The results take a while but there is a basic rule based on non-zero values in a matrix for text data. This can be used to determine the maximum amount of clusters to be run, ensuring some buffer room.

  
  import numpy
  (mtx.shape[0]*mtx.shape[1])/numpy.count_nonzero(mtx)

The code splits up the most intense function into map and reduce tasks.
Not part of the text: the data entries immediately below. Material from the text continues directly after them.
PR #1540, opened 2016-10-16
[Fix] Fixes crash when loading save with character carrying inventory

dusho:
Fixes bug where loading character inventory gave Dictionary - keys doesn't exist exception.
To reproduce: save game while character is holding some inventory, load it.
As jobs are not persisted yet, character will hold the inventory, but he 'forgets' what he was doing...

### DIFF
--- a/Assets/Scripts/Models/Inventory/InventoryManager.cs
+++ b/Assets/Scripts/Models/Inventory/InventoryManager.cs
@@ -161,6 +161,10 @@ public class InventoryManager
         {
             character.inventory = sourceInventory.Clone();
             character.inventory.StackSize = 0;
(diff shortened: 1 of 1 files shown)


koosemose:
Strange that this bug turned up again... I fixed what seems to be this exact same bug a couple months ago... I guess some changes to our system caused my check to no longer work right.

koosemose:
Seems to fix the issue, and behavior matches what it was the last time this was fixed... rather or not that was the exact right way to handle it... it's the same :). 

You do have a small Stylecop error however. Once that is fixed this should be good for merging.

koosemose:
Oh good, you had maintainer edit on :). 

So, looks good, Stylecop Clean ;) and Merged.

PR #1665, opened 2016-12-07
Add z level to mouse cursor text

bjubes:
### The issue this fixes
There is no real indication of what the z index of the tile under the mouse is. This makes it hard to test other PRs and use dev console commands.

### What this PR does
Adds the Z level of the tile that the mouses is over. (toggled by Ctrl + M as before)
I also re implemented the toggling of this behavior to use the Keyboard Manager as opposed to unity's default input system.


koosemose:
Nice and Simple. Merged.

PR #1669, opened 2016-12-08
Start area from .sav

### LINKED ISSUE #1662: Load Starting Area from a save file
Currently the starting area is generated directly from the data in WorldGenerator.xml, however it is formatted oddly, meaning special handling needs to be done if any new features are implemented that would need to be present on world generation. Additionally it flips the Y coordinate, from what it is in game, which can be somewhat unintuitive.

I propose, rather than having the starting area defined in the WorldGenerator.xml, it instead direct to a file (stored in streaming assets, rather than the standard save location) which uses the same format as a save file (most likely with some information stripped out, such as characters for example), this would allow us to use the same code as is used to load worlds from save (possibly with special handling somewhere to handle it being offset). 

This would accomplish several things, first it would make it unnecessary to implement loading the starting area separately, making it easier to modify the starting area. Second it would allow the start area to be designed in game (though the save file would have to be manually moved to streamingAssets), and make it quite a bit easier for modders to create modded worldGenerators (possibly allowing worldGenerators to be part of scenarios). Note: designing the starting area in game relies on removing MinEdgeDistance, as proposed in #1660.

As a preliminary step, I have already added the ability to set the size of a new world from a dialog (a very badly put together dialog for the time being), and also to turn off asteroid generation, this is to allow simple conversion of the current starting area to a .sav file to be used as the starting area after changing it over. The variable size world will presumably stay in (hopefully with a better UI), The asteroid generation may or may not stay in, possibly moving to a setting in the world generator.

Future steps that I intend (though for a later PR, and almost certainly not the PR that will come from this assuming it is met with general approval) would be the ability to choose from multiple worldGenerator data files. With the data currently in worldGenerator.xml, this would allow worlds with different density of asteroids (or at least generating them on a different scale), more or less resources (possibly leaving some resources out), a different starting area, and different starting money.

koosemose:
Currently the starting area is loaded directly from worldGenerator.xml, in a semicustom format (y is flipped, and tiles are loaded as a number for the tiletype), this makes it a pain to edit the StartArea, and causes a need to code in extra handling for any new features to be available from the start area (as an example, despite Utilities loading from a sav file, they wouldn't be loaded from worldGenerator.xml).

This PR changes to using a .sav file (presently located in StreamingAssets\WorldGen) to load the starting area, so any feature that can be loaded from a save file will automatically be available for the starting area (with the caveat that some things may need manually reset, particularly anything that uses an array based off the size of the world, as an example temperature has to be reset, because it initially generates when loading the start area, sized to the size of the starting area only).

For development purposes, if the game is started from the World Scene, it will default to the old starting world size of 100x100x5.

At present, the .sav file is hardcoded, but will be changed to load from the worldGenerator file, and the worldGenerator.xml will likely be moved to streamingAssets/worldGen, to facilitate having multiple world generators available.

Also included, as it was instrumental in creating the startArea.sav file quickly and easily and also for testing proper generation (and is also a useful feature for the game in general), on selecting New game from either MainMenu or in-game, a dialog will appear allowing you to set the size of the world to generate, and determine if asteroids should be generated (this second option should perhaps be a setting in generator file, but was just a quick implementation for startArea.sav creation that may be useful in the future). World creation will fail if the world size is set smaller than the starting area (it should, at a minimum just not shrink dimensions that are smaller than the starting area, and possibly disallow you from setting a smaller area, or maybe even have a minimum size set apart from the starting area size, but I'm not sure of a good way to implementing the second two on the UI of the New Game settings).

Closes #1662

As an additional note, this disables TestRoomGraphGeneration since it is particularly tuned to the default world and won't work properly with other worlds (and Reading the start area from save file causes things to be loaded in a slightly different order, which causes this to fail, despite the room graph being generated properly). I'm not entirely sure TestRoomGraphGeneration is really needed, or at least not implemented in this fashion. It either needs to be built into a unit test (with a set world to test and retuned to the different loading order of things) or would need some form of error checking data in the world generator file (or perhaps the .sav) to tell it what should be connected where.

Update: 
You can now select from multiple World Generator files (currently there is Default, which is what was used before, and Empty, which has no base) on new game.
image


BraedonWooding:
_World 1 errors out on playmode.  It should probably tell you the minimum width and height, so I think that having a slider is probably better than having an input field (since you can enter negative numbers causing overflows and weird things).  Other than that everything works great.

koosemose:
For the record, to repeat my responses from Discord. World1 is solely a temporary thing for creation of UI which will be removed when no longer WIP.

Slider won't work (in my opinion), due to the need to set a maximum, and finding a maximum that is neither too low nor too high would be extremely difficult (if not impossible). I would prefer to do Input Validation. However, since the actual new world dialog is only a side effect feature of this PR (created to support other work, but left in because it is useful and so as to not have to attempt to duplicate the same work in another PR), I would prefer to do any extensive tuning of the UI in a separate PR, to keep this one focused on loading the start area from the save.

BraedonWooding:
Yeh sorry, probably should have deleted comment, though others may have similar ideas so it's still good I guess.  I would still recommend that when world generation is done it has a second validation or uses unsigned integers for those kind of values (actually saving space too).

BraedonWooding:
*StyleCop* (Just incase if you missed it)

koosemose:
Yeah, it will continue to have stylecop errors until I decide what to do with the roomgraphtest, since as it stands, that's just commented out... which stylecop doesn't typically like.

koosemose:
I *believe* this is now ready for merging, pending testing.

Assets/Scripts/Models/Area/World.cs
```diff
@@ -338,6 +333,74 @@ public void ReadJson(string filename)
...
+        if (width == Width && height == Height && depth == Depth)
+        {
+            // No change, just bail
+            return;
+        }
+
+        int offsetX = (width - Width) / 2;
+        int offsetY = ((height - Height) / 2) + 1;
+
+        Tile[,,] oldTIles = (Tile[,,])tiles.Clone();
```
hcorion: What's with the funky variable name? Your scaring me here with both capital i and l together.

Assets/Scripts/Models/Area/World.cs
```diff
@@ -56,21 +56,12 @@ public World(int width, int height, int depth)
...
-            }
-        }
+        roomGraph = new Path_RoomGraph(this);
 
         // Make one character.
-        CharacterManager.Create(GetTileAt(Width / 2, Height / 2, 0));
+        CharacterManager.Create(GetTileAt((Width / 2) - 1, Height / 2, 0));
 
-        TestRoomGraphGeneration(this);
+        // TestRoomGraphGeneration(this);
```
hcorion: Could just remove this line altogether.

Assets/Scripts/Models/Area/WorldGenerator.cs
```diff
@@ -47,88 +40,66 @@ public static WorldGenerator Instance
...
                             {
-                                int currentweight = 0;
-                                int randomweight = Random.Range(0, sumOfAllWeightedChances);
-
-                                for (int i = 0; i < asteroidInfo.Resources.Count; i++)
+                                if (asteroidInfo.Resources.Count > 0)
                                 {
-                                    Resource inv = asteroidInfo.Resources[i];
+                                    int currentweight = 0;
+                                    int randomweight = Random.Range(0, sumOfAllWeightedChances);
```
hcorion: camelCase if you please (and the line above it).

koosemose: Didn't even notice that, leftovers from the previous version that got shifted around.

koosemose:
That should take care of formatting concerns.

koosemose:
No issues reported (barring an issue with a temporary scene from development that has since been removed.). Merging.

PR #1670, opened 2016-12-08
New Commands for Dev Console

BraedonWooding:
New Commands are as follows:
NewCharacter(Vector3 pos) // New Character at the position provided
NewCharacterCenter() // Creates a character at the center square
Exit() // Closes the dev console
Status() // Prints the current speed (or if it's paused) and if devMode is on / off
DevMode(bool isOn) // Enables/Disables DevMode.

You can ask for more below :D

### DIFF
--- a/Assets/Scripts/UI/InGameUI/DevConsole/DevConsole.cs
+++ b/Assets/Scripts/UI/InGameUI/DevConsole/DevConsole.cs
@@ -815,7 +815,8 @@ namespace DeveloperConsole
                 new Command("GetRoomIDs", CoreCommands.GetAllRoomIDs, "Logs all the room IDs"),
                 new Command<int, string, Vector3>("DoBuild", CoreCommands.DoBuild, CoreCommands.DoBuildHelp),
                 new Command("DirtyTileGraph", CoreCommands.InvalidateTileGraph, "Invalidates the tile graph"),
-                new Command("GetCharNames", CoreCommands.GetCharacterNames, "Logs all the character names"));
+                new Command("GetCharNames", CoreCommands.GetCharacterNames, "Logs all the character names"),
+                new Command<Vector3>("NewCharacter", CoreCommands.NewCharacter, "Creates a new character at position provided"));
 
             // Load Commands from XML (will be changed to JSON AFTER the current upgrade)
             // Covers both CSharp and LUA
--- a/Assets/Scripts/UI/InGameUI/DevConsole/DevConsole.cs
+++ b/Assets/Scripts/UI/InGameUI/DevConsole/DevConsole.cs
@@ -819,7 +819,8 @@ namespace DeveloperConsole
                 new Command<int, string, Vector3>("DoBuild", CoreCommands.DoBuild, CoreCommands.DoBuildHelp),
                 new Command("DirtyTileGraph", CoreCommands.InvalidateTileGraph, "Invalidates the tile graph"),
                 new Command("GetCharNames", CoreCommands.GetCharacterNames, "Logs all the character names"),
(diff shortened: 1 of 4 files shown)


bjubes:
exit - close the console
devmode(bool) - set dev mode without using the settings UI

also, does the help command automatically show all possible commands or do new ones have to be added to it manually?

BraedonWooding:
Sweet yeh I'll add those, and yeh its procedural ( it just grabs the name + "(" + the parameters + ")" )

koosemose:
Purely for laziness sakes, can there be a no parameter version of New Character that just spawns them at the center? On a related note, just out of curiousity, is it possible for a command to have a default? i.e. To do a no parameter version of NewCharacter, does it have to be an entirely separate command or can it have be one command that spawns at coords given, or if no coords given (and thereby a default value that is invalid perhaps) it spawns at center?

BraedonWooding:
I'm going to in another PR implement some things you can enter as parameters that will auto do.  Such as Ptr (for current mouse position) as well as things like a center and things like current time scale, or a togglable option (so if you wanted to toggle DevMode you could just type DevMode(toggle) - though that one will be harder so it may just be something like DevMode(!=DevModeSetting) to reverse the setting idk, though I'm still trying to make it simple and not complex.  So to recap and answer your questions:
Yes, I'll add a command called something like NewCharacterCenter() :D, but it probs will be removed later and rather you will just have to type "Center"/"Centre" as the parameter for new character, and I'm thinking about adding an option for a default (which wouldn't require any effort really but a new xml parameter, since I already have tools to convert values to the parameters it wants from a string I would have to just do that on the xml default string).

Assets/Scripts/UI/InGameUI/DevConsole/DevConsole.cs
```diff
@@ -815,7 +818,9 @@ private void LoadCommands()
                 new Command("GetRoomIDs", CoreCommands.GetAllRoomIDs, "Logs all the room IDs"),
                 new Command<int, string, Vector3>("DoBuild", CoreCommands.DoBuild, CoreCommands.DoBuildHelp),
                 new Command("DirtyTileGraph", CoreCommands.InvalidateTileGraph, "Invalidates the tile graph"),
-                new Command("GetCharNames", CoreCommands.GetCharacterNames, "Logs all the character names"));
+                new Command("GetCharNames", CoreCommands.GetCharacterNames, "Logs all the character names"),
+                new Command<Vector2>("NewCharacter", CoreCommands.NewCharacter, "Creates a new character at position provided"),
```
BraedonWooding: Firstly, yes they should however they are using some older code to get the current tile (which I haven't updated to be 3D), I'm going to update it in my DevConsole2.0 Revisions PR thingy so should we just leave it till then?  The next point is odd?? Neither of them have any code that would do that functionality, the center just calls the new character with a center position?  Also I'm looking to remove center position code to replace it with defaults (which are already in place in PR #1680).  And yeh same with the third.  I'm thinking that due to the small nature of this either I just close this PR and incorporate changes in my bigger revision PR since I'm moving the location of all commands in that too (to make them more available to modders), or I guess we can just merge it since while it may not have optimum it has pretty close (though personally I would rather closing it down and just doing the changes in my revision PR due to reasons stated)?

bjubes: Since these are so small, you can just add these changes in your other PR if its easier. if @koosemose really wants the NewCharacterCenter he can just do it himself :)

BraedonWooding:
Closed since these changes are just going to be incorporated in another PR

PR #1671, opened 2016-12-08
[Small] Claim inventory

koosemose:
Presently characters will all try to go after the same inventory, this PR simply stores a claim in the form of a DateTime object, and will prevent a character from finding an inventory with a claim more recent than 5 seconds, and resets the claim time on pickup so that if they don't pick up the full stack it is now available for another character. DateTime is used rather than a boolean or the character with a claim so that it autoexpires, without needing any event to be subscribed to or an update sent to inventory. Optimally we will, in the future, implement a form of in game time that can be used to track claims (along with many other uses of such a system), however, as is, using DateTime, a claim will expire if the game is paused right after a character claims an inventory, allowing another character to claim the same inventory, and there is little point in saving the claim time, as it will definitely be expired by the time the game is loaded again.

The expire time could perhaps use some tweaking, and could maybe even be made significantly longer, since a character *should* release the claim upon picking up the inventory (more accurately, the act of picking up an inventory releases the claim), with the expiration present only as a failsafe.

### DIFF
--- a/Assets/Scripts/Models/Inventory/Inventory.cs
+++ b/Assets/Scripts/Models/Inventory/Inventory.cs
@@ -17,7 +17,9 @@ using Newtonsoft.Json.Linq;
 [System.Diagnostics.DebuggerDisplay("Inventory {ObjectType} {StackSize}/{MaxStackSize}")]
 public class Inventory : ISelectable, IContextActionProvider
 {
+    
     private int stackSize = 1;
+    private DateTime claim;
 
     public Inventory()
     {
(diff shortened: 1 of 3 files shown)


Assets/Scripts/Models/Inventory/Inventory.cs
```diff
@@ -81,6 +82,30 @@ public Inventory Clone()
...
+
+    public void ReleaseClaim()
+    {
+        claim = new DateTime();
+    }
+
+    public bool CanClaim()
+    {
+        DateTime requestTime = DateTime.Now;
+        return claim == null || (requestTime - claim).TotalSeconds > 5;
```
bjubes: Theres no need for the separate requestTime variable.

bjubes:
Personally I think a claim system using subscriptions like you described will be needed in the end, but this is a good short term workaround.

dusho:
will DateTime.Now deal with different game speeds? shouldn't it use some in game timer?

dusho:
I think you could have introduced that game timer here as well.. and make claim inventory use it right away.  Coupled in that way you can use it for testing timer and showing its usage.

koosemose:
I could have, but I prefer not to do multiple things in a PR, unless one is integral to supporting the primary purpose. 

Plus I haven't put much thought in the specifics of game time, how exactly it should be tracked, (right now the most reasonable thing would be to tie it to the slow update, i.e. 5 ticks per second) nor discussed said things with the community.

Mostly I was just annoyed at my crew all piling up on a single inventory, so I just whipped this up real quick.

koosemose:
Going to go ahead and merge this, since it does work, until it can I or someone else can implement some form of Game Time that it can use.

Map reduce could be use in each case (please see the sum functions attached to the final result).

  
preds=pool.map(performTest,[[k,x] for x in mres])
res=pool.map(performWK,[[mres[j],preds[j],k] for j in range(len(mres))])
BWkbs.extend(pool.map(mapWKResults,res))

These are the Kmeans functions, reduction across all vectors, and a slight performance boost by performing the reduction on the result to obtain our Wk value for the overall equation.

Ideally, this process can be used to find the best number of categories or groups in a variety of algorithms such as fuzzy clustering with membership matrices or LSA.